I also ordered a stand alone wah (Wahcko). The added bonus with going the custom route is you get to select the artwork for the board. There are many choices from various artists to choose from on their website which leads down the path of the “too many options” dilemma but you can also submit the artwork of your choice which I did. 

I submitted a JPEG of a guitar that I thought looked cool (see pic below) but for me, a little too “cosmic” for a guitar. Pedalboard however, thought it could work. I received this morning, pics of the artwork and…wow! I didn’t expect it to be that close. So far so good.















I was quoted 4/5 months so should be getting the board by early summer.


----------



## Alex (Feb 11, 2006)

now with knobs....going to look at going black and purple and then call it a day.


----------



## Okay Player (May 24, 2020)

Wow.


----------



## Alex (Feb 11, 2006)

I much prefer the black and purple.


----------



## Okay Player (May 24, 2020)

Alex said:


> I much prefer the black and purple.
> 
> View attachment 366402


I agree.

On a somewhat related note if this means your Rattler will be looking for a new home let me know, I may be interested.


----------



## Cups (Jan 5, 2010)

The clear knobs are my preference. 
gorgeous build.


----------



## zztomato (Nov 19, 2010)

Very cool. I've liked every JAM pedal I've tried.


----------



## Alex (Feb 11, 2006)

and here is the final product....cool wooden boxes and super compact pedalboard. 

Plugged in and everything works perfectly. Now time to tweak.


----------



## Sneaky (Feb 14, 2006)

Alex said:


> and here is the final product....cool wooden boxes and super compact pedalboard.
> 
> Plugged in and everything works perfectly. Now time to tweak.
> 
> View attachment 367773


Amazing. Any reason they don’t build the wah into the board? I guess maybe it’s a good thing to keep it separate.  I never put my wahs on top of a pedalboard, but if they built the treadle right into the board it could work.


----------



## Alex (Feb 11, 2006)

Sneaky said:


> Amazing. Any reason they don’t build the wah into the board?

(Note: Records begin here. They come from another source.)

PR #1252, opened 2018-12-12
Fix plot get_data for SFrame summary view

### LINKED ISSUE #1248: Visualizations are incomplete
Unless the target for visualization is set explicitly to 'gui', inline visualizations render incompletely. In the course Machine Learning Foundations, the instructor uses the show() command to visualize plots for the First Name, Last Name, Country, and age. However, only First Name renders. The rest of the inline window shows a very large whitespace at the bottom of which has the buttons for exporting and so on. If I click the button Open in Vega Editor, I still see only one plot. 
But if I set the target to 'gui' the plots all render correctly in a separate window.
I am reporting this issue o behalf of a dozen users who asked me for assistance.

znation:
This change picks up two commits from a branch that were conceptually
necessary for other recent changes, but somehow didn't break the
build, or fail any tests, or break anything in practice except for
issue 1248. The necessary commits were:

https://github.com/znation/turicreate/commit/616de4b641389ce7ccc4e621850996af8d82781
https://github.com/znation/turicreate/commit/3e02db92ed685414f1be25f21bf23a0b9af3d32c

Fixes #1248

TBD: what specific commit went in that broke this? It worked in the 5.1
release.

### DIFF
--- a/src/unity/lib/visualization/boxes_and_whiskers.cpp
+++ b/src/unity/lib/visualization/boxes_and_whiskers.cpp
@@ -94,7 +94,7 @@ std::shared_ptr<Plot> turi::visualization::plot_boxes_and_whiskers(
   temp_sf[x_name] = x;
   temp_sf[y_name] = y;
 
-  bw.init(temp_sf);
+  bw.init(temp_sf, 5000000 /* batch_size */);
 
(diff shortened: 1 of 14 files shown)


znation:
@abhishekpratapa Good idea; I'll do that in another PR.

Looks like the commit that caused #1248 was https://github.com/apple/turicreate/commit/a9246c3197019f68037dc5ed3ccd6cd2ffcd27d1.

PR #1259, opened 2018-12-14
Update CoreML spec and tools

nickjong:
Synced to coremltools/mlmodel at master: https://github.com/apple/coremltools/commit/e6fb03be90f25a42ca8836207f7ea55007bfb9f0

(With some minor build fixes to be merged upstream)


nickjong:
@fareeha FYI

nickjong:
For reviewing convenience: the first commit here is the literal result of performing rsync, and then committing only the modified (existing) files and adding the new UtilsTest.cpp.

The second commit is build fixes which I'll put into a PR for coremltools.

The third commit re-applies some copyright header fixes, which coremltools should probably perform globally as well at some point.

nickjong:
Sigh, looks like this will need a few more changes for the linux build

PR #1631, opened 2019-03-19
WIP: Possible fix for numba bug.

hoytak:
This bug is extremely interesting.  It appears to be a numba bug revealed in the cfunc path of numba, which is exposed when numpy is used (as documented in https://github.com/numba/numba/issues/2904. ) This bug is exposed when the a thread other than the main thread on which the python interpreter is started is actually the thread executing the function.  When this happens, PyGILState_Ensure() goes down a different path and attempts to acquire a lock on the interpreter, but the main thread never releases that lock.  

The workaround is to swap the thread states of the interpreter between the evaluation thread and the main thread before evaluation calls to the lambda function.

### DIFF
--- a/src/unity/python/turicreate/test/test_lambda.py
+++ b/src/unity/python/turicreate/test/test_lambda.py
@@ -76,3 +76,20 @@ class LambdaTests(unittest.TestCase):
             return x
         self.assertRaises(RuntimeError, lambda: glconnect.get_unity().parallel_eval_lambda(lambda x: bad_fun(x), ls))
         glconnect.get_unity().parallel_eval_lambda(lambda x: good_fun(x), ls)
+
+    def test_numba(self):
+
+        from numba import jit
+        import numpy as np
+        import turicreate as tc
+
+        @jit
+        def _sum(x):
+            return x[0, 0]
+
+        print("BORK")
+        tc.SArray([np.random.normal(size=(2,2))]*1000).apply(_sum)
+        print("BORK2")
+
+         
+
--- a/src/lambda/pylambda.cpp
+++ b/src/lambda/pylambda.cpp
@@ -17,6 +17,15 @@ namespace turi { namespace lambda {
 void* eval_thread_state;
 pylambda_evaluation_functions evaluation_functions;
 
+static void ensure_thread_state_consistent() { 
+  static bool thread_state_swapped = false; 
+
+  if(!thread_state_swapped) { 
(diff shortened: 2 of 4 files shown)


src/unity/python/turicreate/test/test_lambda.py
```diff
@@ -76,3 +76,20 @@ def bad_fun(x):
...
         glconnect.get_unity().parallel_eval_lambda(lambda x: good_fun(x), ls)
+
+    def test_numba(self):
+
+        from numba import jit
+        import numpy as np
+        import turicreate as tc
+
+        @jit
+        def _sum(x):
```
TobyRoseman: Probably want to call this something other than `_sum` cause it doesn't sum, even `foo` I think would be fine for a unit test.

src/unity/python/turicreate/test/test_lambda.py
```diff
@@ -76,3 +76,20 @@ def bad_fun(x):
...
+            return x[0, 0]
+
+        print("BORK")
```
TobyRoseman: You should get rid of these two print statements.

TobyRoseman:
@hoytak - thanks for working on this! The code looks good to me, just a couple minor things. Although someone more familiar with this part of the code base should really take a look.

I tried testing this fix with the Sound Classifier's preprocessing. However I'm even able to get to the point where I call `tc.sound_classifier.create(...)`. Running the code below out of master is pretty fast (less than a minute). However it takes at least a very long time (maybe never finishes) with your changes rebased on top of master.

The following code uses the [ESC dataset](https://github.com/karoldvl/ESC-50). `data` only has 2,000 rows.
```python
import turicreate as tc
from os.path import basename

# Load the audio data and meta data.
data = tc.load_audio('./ESC-50/audio/')
data['filename'] = data['path'].apply(lambda p: basename(p))
data.__materialize__()
```

hoytak:
Yes, it appears this breaks other code.  It's not ready yet.

ylow:
I am not entirely convinced that the diagnosis is right. I have tried a change where the main thread keeps reentering the Python interpreter thus should avoid any issues with the main thread holding on to the GIL. And that does not seem to work either.

ylow:
I worry that with an incomplete understanding of the problem this fix may cause problems in different places.

hoytak:
I'm abandoning this PR.  This is a won't fix -- there's no easy way I see to get around the numba bug.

I guess maybe it’s a good thing to keep it separate.  I never put my wahs on top of a pedalboard, but if they built the treadle right into the board it could work.


they can build the wah in but I wanted a stand alone unit to use with my other pedals.


----------



## Alex (Feb 11, 2006)

Here’s the layout


----------



## Alex (Feb 11, 2006)

A walk through each of the pedals






1. Tuner 
2. Retrovibe a) chorus b) vibrato 
3. Rattler 
4. Tubedreamer 
5. Boomster 
6. Ripply Fall a) rotary b) chorus c) phaser 
7. Delay Llama - factory presets 
8. llama + Rattler 
9. Llama + Tubedreamer 
10. Llama _ Boomster


----------



## zztomato (Nov 19, 2010)

Alex said:


> A walk through each of the pedals
> 
> 
> 
> ...


They all sound great- pretty much all you need in a all analog board.
I'm just having trouble with the choice of foot coverings. Can't decide if it's a massive clash or in fact perfect for space-age aesthetic. They are groovy.


----------



## Alex (Feb 11, 2006)

zztomato said:


> They all sound great- pretty much all you need in a all analog board.
> I'm just having trouble with the choice of foot coverings. Can't decide if it's a massive clash or in fact perfect for space-age aesthetic. They are groovy.


You can opt for control labels or the initials of each control. The artists doing the work tend to prefer no labels but paying customer decides.


----------



## zztomato (Nov 19, 2010)

Alex said:


> You can opt for control labels or the initials of each control. The artists doing the work tend to prefer no labels but paying customer decides.


Talking about your socks. 😆


----------



## Alex (Feb 11, 2006)

zztomato said:


> Talking about your socks. 😆


Ha ha ha...it wasn’t on purpose. Time for laundry...


----------



## polyslax (May 15, 2020)

Sounds great - Jam does good stuff. Those sox did kinda steal the show tho. I was thinking of the teenage guitar nerds whose minds you could blow if you gigged that board.


----------